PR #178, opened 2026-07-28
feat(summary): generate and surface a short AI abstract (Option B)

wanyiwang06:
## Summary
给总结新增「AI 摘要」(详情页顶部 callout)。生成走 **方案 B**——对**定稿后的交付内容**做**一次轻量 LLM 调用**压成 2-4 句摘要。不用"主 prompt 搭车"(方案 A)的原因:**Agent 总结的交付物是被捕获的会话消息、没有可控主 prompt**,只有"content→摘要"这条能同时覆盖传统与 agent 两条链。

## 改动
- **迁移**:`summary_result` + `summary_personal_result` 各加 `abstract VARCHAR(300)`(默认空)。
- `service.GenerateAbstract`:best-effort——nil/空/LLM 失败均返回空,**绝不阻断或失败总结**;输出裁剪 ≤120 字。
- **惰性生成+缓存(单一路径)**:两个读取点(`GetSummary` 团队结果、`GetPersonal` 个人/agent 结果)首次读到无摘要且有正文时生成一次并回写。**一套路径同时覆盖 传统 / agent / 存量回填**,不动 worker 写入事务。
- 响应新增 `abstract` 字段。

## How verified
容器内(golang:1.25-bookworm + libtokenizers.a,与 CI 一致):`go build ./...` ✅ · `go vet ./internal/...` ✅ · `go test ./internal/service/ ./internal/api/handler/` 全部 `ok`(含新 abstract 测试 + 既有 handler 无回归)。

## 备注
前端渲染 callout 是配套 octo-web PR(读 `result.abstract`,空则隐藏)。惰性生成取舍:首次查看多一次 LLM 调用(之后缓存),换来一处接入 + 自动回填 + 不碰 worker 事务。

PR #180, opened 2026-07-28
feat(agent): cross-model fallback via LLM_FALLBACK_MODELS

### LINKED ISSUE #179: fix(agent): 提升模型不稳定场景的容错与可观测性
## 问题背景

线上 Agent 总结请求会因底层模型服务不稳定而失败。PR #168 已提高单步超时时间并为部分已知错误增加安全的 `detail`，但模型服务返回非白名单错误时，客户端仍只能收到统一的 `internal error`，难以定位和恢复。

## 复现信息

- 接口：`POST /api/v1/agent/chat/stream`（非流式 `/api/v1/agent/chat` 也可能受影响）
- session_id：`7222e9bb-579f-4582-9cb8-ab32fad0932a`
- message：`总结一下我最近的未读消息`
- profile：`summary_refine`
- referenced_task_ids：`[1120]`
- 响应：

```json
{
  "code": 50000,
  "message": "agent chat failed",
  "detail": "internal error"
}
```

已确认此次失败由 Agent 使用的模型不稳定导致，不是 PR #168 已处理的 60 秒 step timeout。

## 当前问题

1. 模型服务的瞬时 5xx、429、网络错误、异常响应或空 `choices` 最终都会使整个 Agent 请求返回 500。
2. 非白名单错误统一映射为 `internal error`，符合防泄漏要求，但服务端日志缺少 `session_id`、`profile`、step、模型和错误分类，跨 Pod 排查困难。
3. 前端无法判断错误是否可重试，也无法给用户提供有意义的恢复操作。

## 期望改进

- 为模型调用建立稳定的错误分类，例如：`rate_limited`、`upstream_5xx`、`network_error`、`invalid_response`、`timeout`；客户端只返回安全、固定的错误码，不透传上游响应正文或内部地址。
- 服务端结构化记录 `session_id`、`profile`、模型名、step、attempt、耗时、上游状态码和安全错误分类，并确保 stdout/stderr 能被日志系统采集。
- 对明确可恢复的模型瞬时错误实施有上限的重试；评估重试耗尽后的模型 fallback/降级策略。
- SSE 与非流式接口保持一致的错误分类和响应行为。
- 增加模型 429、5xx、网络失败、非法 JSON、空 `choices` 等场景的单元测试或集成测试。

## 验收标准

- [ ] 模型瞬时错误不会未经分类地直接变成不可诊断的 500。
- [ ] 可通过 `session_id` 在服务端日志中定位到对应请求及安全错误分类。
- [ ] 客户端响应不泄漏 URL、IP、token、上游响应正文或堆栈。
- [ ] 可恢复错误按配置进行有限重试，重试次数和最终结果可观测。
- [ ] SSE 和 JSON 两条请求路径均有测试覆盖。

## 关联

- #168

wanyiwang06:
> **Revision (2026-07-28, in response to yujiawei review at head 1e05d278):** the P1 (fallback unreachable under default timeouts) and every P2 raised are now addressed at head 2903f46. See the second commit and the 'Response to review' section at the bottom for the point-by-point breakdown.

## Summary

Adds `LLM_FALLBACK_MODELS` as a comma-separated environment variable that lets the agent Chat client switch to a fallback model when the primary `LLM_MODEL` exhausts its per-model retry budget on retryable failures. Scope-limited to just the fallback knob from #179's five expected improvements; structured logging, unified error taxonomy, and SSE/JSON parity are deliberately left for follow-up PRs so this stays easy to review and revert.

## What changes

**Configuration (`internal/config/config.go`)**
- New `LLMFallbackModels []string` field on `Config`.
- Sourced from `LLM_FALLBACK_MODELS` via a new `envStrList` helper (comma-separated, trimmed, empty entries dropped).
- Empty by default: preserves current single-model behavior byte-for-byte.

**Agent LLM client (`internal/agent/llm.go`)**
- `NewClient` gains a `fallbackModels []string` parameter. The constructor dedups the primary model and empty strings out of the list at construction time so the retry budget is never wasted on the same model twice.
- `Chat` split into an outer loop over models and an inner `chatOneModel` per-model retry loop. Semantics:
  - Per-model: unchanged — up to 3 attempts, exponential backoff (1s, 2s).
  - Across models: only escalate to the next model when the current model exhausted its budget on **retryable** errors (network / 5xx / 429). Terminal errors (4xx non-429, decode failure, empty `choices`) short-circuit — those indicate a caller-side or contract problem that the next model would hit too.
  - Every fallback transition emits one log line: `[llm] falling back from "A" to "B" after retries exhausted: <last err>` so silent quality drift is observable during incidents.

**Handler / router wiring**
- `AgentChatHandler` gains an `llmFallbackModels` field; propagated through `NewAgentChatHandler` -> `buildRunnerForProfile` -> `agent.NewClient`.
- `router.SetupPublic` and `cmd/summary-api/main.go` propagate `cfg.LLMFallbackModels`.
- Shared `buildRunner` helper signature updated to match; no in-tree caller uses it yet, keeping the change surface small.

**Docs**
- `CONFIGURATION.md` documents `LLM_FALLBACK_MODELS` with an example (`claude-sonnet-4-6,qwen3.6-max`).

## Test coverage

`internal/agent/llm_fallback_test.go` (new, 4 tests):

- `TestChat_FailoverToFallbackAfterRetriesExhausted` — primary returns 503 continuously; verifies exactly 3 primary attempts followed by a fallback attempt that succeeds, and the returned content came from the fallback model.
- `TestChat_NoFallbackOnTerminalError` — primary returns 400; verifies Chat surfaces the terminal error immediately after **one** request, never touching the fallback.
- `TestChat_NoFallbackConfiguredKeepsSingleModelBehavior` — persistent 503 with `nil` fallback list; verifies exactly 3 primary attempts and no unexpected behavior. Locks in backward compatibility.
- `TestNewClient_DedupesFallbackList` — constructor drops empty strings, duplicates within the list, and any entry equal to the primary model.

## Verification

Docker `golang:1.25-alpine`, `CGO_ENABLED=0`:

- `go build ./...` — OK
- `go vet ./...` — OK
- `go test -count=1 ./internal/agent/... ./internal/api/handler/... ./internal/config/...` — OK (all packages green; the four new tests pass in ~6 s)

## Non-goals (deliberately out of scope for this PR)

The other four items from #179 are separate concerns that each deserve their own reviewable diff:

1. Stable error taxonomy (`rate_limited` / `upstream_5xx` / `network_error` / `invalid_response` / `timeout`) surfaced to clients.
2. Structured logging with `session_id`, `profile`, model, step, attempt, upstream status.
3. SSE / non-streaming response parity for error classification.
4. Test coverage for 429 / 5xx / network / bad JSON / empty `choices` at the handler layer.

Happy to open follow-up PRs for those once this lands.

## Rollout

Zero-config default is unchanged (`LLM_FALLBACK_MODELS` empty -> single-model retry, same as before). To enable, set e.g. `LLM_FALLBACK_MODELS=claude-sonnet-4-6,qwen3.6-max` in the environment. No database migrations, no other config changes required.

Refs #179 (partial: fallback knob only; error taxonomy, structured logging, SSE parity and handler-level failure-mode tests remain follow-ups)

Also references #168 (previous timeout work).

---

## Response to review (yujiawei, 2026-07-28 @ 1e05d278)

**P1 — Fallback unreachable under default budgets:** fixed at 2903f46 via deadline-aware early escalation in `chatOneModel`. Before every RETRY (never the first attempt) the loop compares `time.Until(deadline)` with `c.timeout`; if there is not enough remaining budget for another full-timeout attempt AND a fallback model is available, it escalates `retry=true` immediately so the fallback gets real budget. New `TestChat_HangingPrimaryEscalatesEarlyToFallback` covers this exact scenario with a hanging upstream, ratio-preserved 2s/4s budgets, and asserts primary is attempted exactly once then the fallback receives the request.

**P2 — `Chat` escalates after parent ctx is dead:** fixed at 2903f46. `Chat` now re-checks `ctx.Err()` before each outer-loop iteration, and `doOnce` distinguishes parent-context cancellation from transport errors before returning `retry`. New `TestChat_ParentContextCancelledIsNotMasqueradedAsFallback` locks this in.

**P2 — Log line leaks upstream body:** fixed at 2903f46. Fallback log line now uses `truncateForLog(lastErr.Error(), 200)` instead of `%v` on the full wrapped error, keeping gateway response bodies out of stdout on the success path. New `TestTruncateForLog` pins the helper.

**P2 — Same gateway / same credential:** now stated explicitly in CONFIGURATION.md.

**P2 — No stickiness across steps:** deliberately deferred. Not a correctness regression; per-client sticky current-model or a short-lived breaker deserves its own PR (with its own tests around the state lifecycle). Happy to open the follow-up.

□ □ □ □

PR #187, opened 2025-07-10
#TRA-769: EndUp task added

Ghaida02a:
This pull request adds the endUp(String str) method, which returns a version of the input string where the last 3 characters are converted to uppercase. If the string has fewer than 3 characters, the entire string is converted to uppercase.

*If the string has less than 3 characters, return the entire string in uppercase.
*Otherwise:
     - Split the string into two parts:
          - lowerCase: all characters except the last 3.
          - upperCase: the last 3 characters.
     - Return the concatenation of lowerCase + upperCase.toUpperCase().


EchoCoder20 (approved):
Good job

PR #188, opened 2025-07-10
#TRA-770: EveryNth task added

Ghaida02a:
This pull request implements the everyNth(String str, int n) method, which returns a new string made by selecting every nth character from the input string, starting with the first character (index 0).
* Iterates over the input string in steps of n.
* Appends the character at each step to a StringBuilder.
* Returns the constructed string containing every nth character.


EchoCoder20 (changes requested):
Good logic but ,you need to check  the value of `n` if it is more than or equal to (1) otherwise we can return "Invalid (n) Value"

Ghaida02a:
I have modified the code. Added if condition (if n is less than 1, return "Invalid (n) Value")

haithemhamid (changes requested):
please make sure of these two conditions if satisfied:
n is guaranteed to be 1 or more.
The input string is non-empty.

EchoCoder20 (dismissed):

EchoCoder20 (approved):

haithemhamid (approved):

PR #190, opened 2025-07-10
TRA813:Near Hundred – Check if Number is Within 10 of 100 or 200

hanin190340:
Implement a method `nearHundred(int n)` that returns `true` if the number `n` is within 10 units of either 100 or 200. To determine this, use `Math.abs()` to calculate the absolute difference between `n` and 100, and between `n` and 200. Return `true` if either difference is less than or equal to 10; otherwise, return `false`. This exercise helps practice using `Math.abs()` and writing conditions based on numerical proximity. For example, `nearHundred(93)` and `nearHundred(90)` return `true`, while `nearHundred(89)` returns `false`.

□ □ □ □

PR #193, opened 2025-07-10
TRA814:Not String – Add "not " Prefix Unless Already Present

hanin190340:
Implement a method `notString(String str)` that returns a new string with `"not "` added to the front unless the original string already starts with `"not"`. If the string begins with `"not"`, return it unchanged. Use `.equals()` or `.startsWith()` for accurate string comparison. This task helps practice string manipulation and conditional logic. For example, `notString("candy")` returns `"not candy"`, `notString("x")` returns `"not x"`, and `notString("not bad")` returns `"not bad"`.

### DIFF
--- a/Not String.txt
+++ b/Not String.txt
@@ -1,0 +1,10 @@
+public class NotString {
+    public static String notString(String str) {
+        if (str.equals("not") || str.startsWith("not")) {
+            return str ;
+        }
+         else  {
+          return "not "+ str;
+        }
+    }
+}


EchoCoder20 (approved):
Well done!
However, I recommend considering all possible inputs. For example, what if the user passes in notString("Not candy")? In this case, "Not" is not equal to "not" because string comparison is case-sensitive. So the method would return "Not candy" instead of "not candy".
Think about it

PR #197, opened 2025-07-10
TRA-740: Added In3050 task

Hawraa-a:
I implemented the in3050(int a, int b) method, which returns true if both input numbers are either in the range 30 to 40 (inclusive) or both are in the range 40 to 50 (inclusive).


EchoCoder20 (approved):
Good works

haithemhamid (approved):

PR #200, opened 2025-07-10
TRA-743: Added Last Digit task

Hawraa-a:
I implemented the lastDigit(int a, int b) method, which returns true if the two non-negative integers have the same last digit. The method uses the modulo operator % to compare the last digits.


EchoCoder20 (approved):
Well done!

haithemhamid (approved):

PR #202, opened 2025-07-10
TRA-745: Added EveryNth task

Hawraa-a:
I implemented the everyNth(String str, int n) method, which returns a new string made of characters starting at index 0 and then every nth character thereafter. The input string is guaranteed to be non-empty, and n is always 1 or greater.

□ □ □ □

Your task is to retype the entries verbatim, starting with the line that holds "PR #187, opened 2025-07-10" and stopping after the line that holds "This pull request adds".

PR #187, opened 2025-07-10
#TRA-769: EndUp task added

Ghaida02a:
This pull request adds the endUp(String str) method, which returns a version of the input string where the last 3 characters are converted to uppercase. If the string has fewer than 3 characters, the entire string is converted to uppercase.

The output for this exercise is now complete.